WHAT THE TASK REQUIRES: Produce an exact transcription of every entry.

(Collected data entries)
******
PR #6, opened 2020-11-28
fix completion result isComplete

camilledejoye:
Update from an old PR on the previous repository: https://github.com/phpactor/language-server-extension/pull/8

Currently we always return that the completion list is incomplete.
The PR use the return of the completor to define it in order for a client to be able to avoid unnecessary requests.


dantleech:
:bowing_man:

PR #12, opened 2020-12-24
Fix WorkspaceIndex not reindexing when document changes.

BladeMF:


lib/LanguageServerWorseReflection/Workspace/WorkspaceIndex.php
```diff
@@ -37,41 +46,63 @@ public function documentForName(Name $name): ?TextDocument
...
+            $this->byName[$name] = $textDocument;
+        }
+        foreach($namesToRemove as $name){
+            unset($this->byName[$name]);
+        }
+
+        if(!empty($newNames))
+            $this->documentToNameMap[(string)$textDocument->uri()] = $newNames;
+        else
+            unset($this->documentToNameMap[(string)$textDocument->uri()]);
```
dantleech, line 80: cs fixer is failing, probably this is one of them, just run `./vendor/bin/php-cs-fixer fix` (or `composer integrate`)

dantleech:
I'll need to check to see the performance regression (if any) with this.

BladeMF:
I wouldn't expect to have any regression in performance. We are not `foreach`-ing the index now, so it should be faster, but using a bit more memory.

lib/LanguageServerWorseReflection/Workspace/WorkspaceIndex.php
```diff
@@ -37,41 +45,64 @@ public function documentForName(Name $name): ?TextDocument
...
+        foreach ($newNames as $name) {
+            $this->byName[$name] = $textDocument;
+        }
+        foreach ($namesToRemove as $name) {
+            unset($this->byName[$name]);
+        }
+
+        if (!empty($newNames)) {
+            $this->documentToNameMap[(string)$textDocument->uri()] = $newNames;
+        } else {
```
dantleech, line 79: minor but I would remove else in favor of an early return:

```
if ($something) {
    // do something
    return;
}

// do something else
```

dantleech:
Good job :+1:

lib/LanguageServerWorseReflection/Workspace/WorkspaceIndex.php
BladeMF: Sure, but I am not sure how to append this to the current PS - push to the master branch again?

dantleech: It's fine, it's merged now.

PR #19, opened 2021-01-05
Create class support

dantleech:
Adds support for Phpactor's class generator functionality.

- The existing functionality will create a class according to the composer configuration.
- Add diagnostic which is shown in an empty file
- Adds a code action for _each registered class variant_ when the file is empty.

recording1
******
RESULT FOR THIS EXERCISE:
PR #6, opened 2020-11-28
fix completion result isComplete

camilledejoye:
Update from an old PR on the previous repository: https://github.com/phpactor/language-server-extension/pull/8

Currently we always return that the completion list is incomplete.
The PR use the return of the completor to define it in order for a client to be able to avoid unnecessary requests.


dantleech:
:bowing_man:

PR #12, opened 2020-12-24
Fix WorkspaceIndex not reindexing when document changes.

BladeMF:


lib/LanguageServerWorseReflection/Workspace/WorkspaceIndex.php
```diff
@@ -37,41 +46,63 @@ public function documentForName(Name $name): ?TextDocument
...
+            $this->byName[$name] = $textDocument;
+        }
+        foreach($namesToRemove as $name){
+            unset($this->byName[$name]);
+        }
+
+        if(!empty($newNames))
+            $this->documentToNameMap[(string)$textDocument->uri()] = $newNames;
+        else
+            unset($this->documentToNameMap[(string)$textDocument->uri()]);
```
dantleech, line 80: cs fixer is failing, probably this is one of them, just run `./vendor/bin/php-cs-fixer fix` (or `composer integrate`)

dantleech:
I'll need to check to see the performance regression (if any) with this.

BladeMF:
I wouldn't expect to have any regression in performance. We are not `foreach`-ing the index now, so it should be faster, but using a bit more memory.

lib/LanguageServerWorseReflection/Workspace/WorkspaceIndex.php
```diff
@@ -37,41 +45,64 @@ public function documentForName(Name $name): ?TextDocument
...
+        foreach ($newNames as $name) {
+            $this->byName[$name] = $textDocument;
+        }
+        foreach ($namesToRemove as $name) {
+            unset($this->byName[$name]);
+        }
+
+        if (!empty($newNames)) {
+            $this->documentToNameMap[(string)$textDocument->uri()] = $newNames;
+        } else {
```
dantleech, line 79: minor but I would remove else in favor of an early return:

```
if ($something) {
    // do something
    return;
}

// do something else
```

dantleech:
Good job :+1:

lib/LanguageServerWorseReflection/Workspace/WorkspaceIndex.php
BladeMF: Sure, but I am not sure how to append this to the current PS - push to the master branch again?

dantleech: It's fine, it's merged now.

PR #19, opened 2021-01-05
Create class support

dantleech:
Adds support for Phpactor's class generator functionality.

- The existing functionality will create a class according to the composer configuration.
- Add diagnostic which is shown in an empty file
- Adds a code action for _each registered class variant_ when the file is empty.

recording1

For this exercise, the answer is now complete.